Stored data:
* * * * * * *

Issue #320, opened 2025-08-28
Prevent the browser from caching the Lemonade web ui


jeremyfowers:
A frequent source of problems is that the web ui has been updated, but the browser caches the CSS or JavaScript, resulting in weird behavior.

Some code like this will prevent such caching:

```
from fastapi.staticfiles import StaticFiles

class NoCacheStaticFiles(StaticFiles):
    """Custom StaticFiles class with no-cache headers"""

    def __init__(self, *args, **kwargs):
        super().__init__(*args, **kwargs)

    def file_response(self, *args, **kwargs) -> Response:
        response = super().file_response(*args, **kwargs)
        # Add no-cache headers for all static files
        response.headers["Cache-Control"] = "no-cache, no-store, must-revalidate"
        response.headers["Pragma"] = "no-cache"
        response.headers["Expires"] = "0"
        return response

app.mount("/static", NoCacheStaticFiles(directory=str(STATIC_DIR)), name="static")
```

The app.mount in Lemonade web ui is here: https://github.com/lemonade-sdk/lemonade/blob/c4ba594c343de69881aae64261a23cab04cdc103/src/lemonade/tools/server/serve.py#L200

p55d2k:
Hi, I'd like to work on this, please assign me this issue.

jeremyfowers:
Assigned, thanks!

jeremyfowers:
Closed by #325

PR #325, opened 2025-08-30
fix: prevent browser from caching lemonade ui

p55d2k:
Fix to Issue #320. Added a NoCacheStaticFiles class, to prevent browser from caching lemonade UI.

Changed files:
[src/lemonade/tools/server/serve.py](https://github.com/lemonade-sdk/lemonade/blob/main/src/lemonade/tools/server/serve.py#L201)


jeremyfowers (approved):
Thanks for making this improvement!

* * * * * * *

■ Requirement:
Print every record exactly as written.

■ Expected answer:
Issue #320, opened 2025-08-28
Prevent the browser from caching the Lemonade web ui


jeremyfowers:
A frequent source of problems is that the web ui has been updated, but the browser caches the CSS or JavaScript, resulting in weird behavior.

Some code like this will prevent such caching:

```
from fastapi.staticfiles import StaticFiles

class NoCacheStaticFiles(StaticFiles):
    """Custom StaticFiles class with no-cache headers"""

    def __init__(self, *args, **kwargs):
        super().__init__(*args, **kwargs)

    def file_response(self, *args, **kwargs) -> Response:
        response = super().file_response(*args, **kwargs)
        # Add no-cache headers for all static files
        response.headers["Cache-Control"] = "no-cache, no-store, must-revalidate"
        response.headers["Pragma"] = "no-cache"
        response.headers["Expires"] = "0"
        return response

app.mount("/static", NoCacheStaticFiles(directory=str(STATIC_DIR)), name="static")
```

The app.mount in Lemonade web ui is here: https://github.com/lemonade-sdk/lemonade/blob/c4ba594c343de69881aae64261a23cab04cdc103/src/lemonade/tools/server/serve.py#L200

p55d2k:
Hi, I'd like to work on this, please assign me this issue.

jeremyfowers:
Assigned, thanks!

jeremyfowers:
Closed by #325

PR #325, opened 2025-08-30
fix: prevent browser from caching lemonade ui

p55d2k:
Fix to Issue #320. Added a NoCacheStaticFiles class, to prevent browser from caching lemonade UI.

Changed files:
[src/lemonade/tools/server/serve.py](https://github.com/lemonade-sdk/lemonade/blob/main/src/lemonade/tools/server/serve.py#L201)


jeremyfowers (approved):
Thanks for making this improvement!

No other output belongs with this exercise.